TASK BRIEF - Within the records, which lines hold the string "return"? Report each one by copying it.

SUPPLIED ENTRIES -
· · · · · · ·

PR #7375, opened 2020-06-13
WiFiUDP::endPacketMayRetry()

d-a-v:
This method will allow to later resend an UDP packet when an issue occurs, like when sending too fast.

The added example is demonstrated below.
`q` is sent, then replied back 20 times. every `!` means a failed send and an attempt to resend.
Serial console:
```
Received packet of size 2 from 10.0.1.7:60116
    (to 10.0.1.163:8888, free heap = 41776 B)
Contents:
q

0 
1 
2 
3 
4 
5 
6 
7 
8 ! ! ! ! ! 
9 ! 
10 ! 
11 ! ! ! ! ! ! ! ! ! ! ! ! 
12 ! 
13 ! 
14 ! 
15 ! 
16 ! 
17 ! 
18 ! 
19 ! ! ! 
```

`nc / netcat` side:
```
q   <= me sending
Reply 'q' #0 heap=41776  <= replies
Reply 'q' #1 heap=41616
Reply 'q' #2 heap=41456
Reply 'q' #3 heap=41296
Reply 'q' #4 heap=41136
Reply 'q' #5 heap=40976
Reply 'q' #6 heap=40816
Reply 'q' #7 heap=40656
Reply 'q' #8 heap=40496
Reply 'q' #9 heap=40264
Reply 'q' #10 heap=40264
Reply 'q' #11 heap=40264
Reply 'q' #12 heap=40264
Reply 'q' #13 heap=40264
Reply 'q' #14 heap=40264
Reply 'q' #15 heap=40264
Reply 'q' #16 heap=40264
Reply 'q' #17 heap=40264
Reply 'q' #18 heap=40264
Reply 'q' #19 heap=40264
```


d-a-v:
Reasons for this PR.

Arduino UDP API `::endPacket()` always discards data to be sent even when there is an error while effectively trying to send it (for some reason like sending too fast / output queue still full - which happens with UDP because there is no integrated flow control like in TCP).

Sometimes the building process to obtain data to be sent is complex, like it is in our mDNS implementation: resending a discarded data is difficult to handle.

Our internal API in `UdpContext` was following Arduino API (by always discarding). This PR updated it to make discarding optional (there was `::send()`, there are now `::trySend()` and `::cancelBuffer()`. Now `::send()` uses them.

Included in the PR the counterpart for Arduno API's `WiFiUDP` and an example showing how to use.

libraries/ESP8266WiFi/src/WiFiUdp.cpp
```diff
@@ -176,6 +176,24 @@ int WiFiUDP::endPacket()
     return (_ctx->send()) ? 1 : 0;
 }
 
+bool WiFiUDP::endPacketMayRetry()
```
devyte, line 179: As I tried to explain in our internal discussion, there is an interaction between this new method and scheduled functions, if both try to use the same Udp object. The problem happens because this new method blocks while waiting for the pbuf to progress enough to make room, and during that time a scheduled function could get triggered and try to beginPacket().
As you pointed out, this is a reentrancy case, and the current Udp implementation doesn't support reentrancy. However, the case can be hit easily by a user, as I try to show in the gist [there](https://gist.github.com/devyte/2c7c5404294f93c20c841179e88291cd). The example is trivial, and it is not clear why it doesn't work as expected.
To mitigate the problem, I think the beginPacket() method should detect whether there is data pending in the UdpContext tx buffer, and if so error out. That can mean either return false (up to the user to check the return value of beginPacket()), or fail an assert (programming error, so crater on purpose with some debug message).
I'm not sure if the detection can be done within beginPaket() itself. but if not, I think it would be valid to detect inside UdpContext::connect(), something along the lines of:
```cpp
if(tx_buffer_has_data())
  return false;
```
at the top.

d-a-v:
Even offering a `WiFiUDP::beginPacket()`'s return value would not help since an average arduino user won't use it. Those who are aware of reentrancy issues know they can't use the same udp instance in the main loop and a scheduled function. They would use a polledTimeout-like test for the ping service. A user who would open an issue with your gist would be told about the reentrancy issue which is inherent to this particular UDP API (begin, later write, later send).

UdpContext needed changes will be included in the incoming new mDNS implementation, *without* changing the exposed WiFiUDP API. Advanced users will be able to directly use UdpContext (like it is currently done and soon improved in the mDNS library).

Closing this PR because UDP-sending API is considered as being too dangerous.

· · · · · · ·

REPLY TO THE EXERCISE -
     return (_ctx->send()) ? 1 : 0;
To mitigate the problem, I think the beginPacket() method should detect whether there is data pending in the UdpContext tx buffer, and if so error out. That can mean either return false (up to the user to check the return value of beginPacket()), or fail an assert (programming error, so crater on purpose with some debug message).
  return false;
Even offering a `WiFiUDP::beginPacket()`'s return value would not help since an average arduino user won't use it. Those who are aware of reentrancy issues know they can't use the same udp instance in the main loop and a scheduled function. They would use a polledTimeout-like test for the ping service. A user who would open an issue with your gist would be told about the reentrancy issue which is inherent to this particular UDP API (begin, later write, later send).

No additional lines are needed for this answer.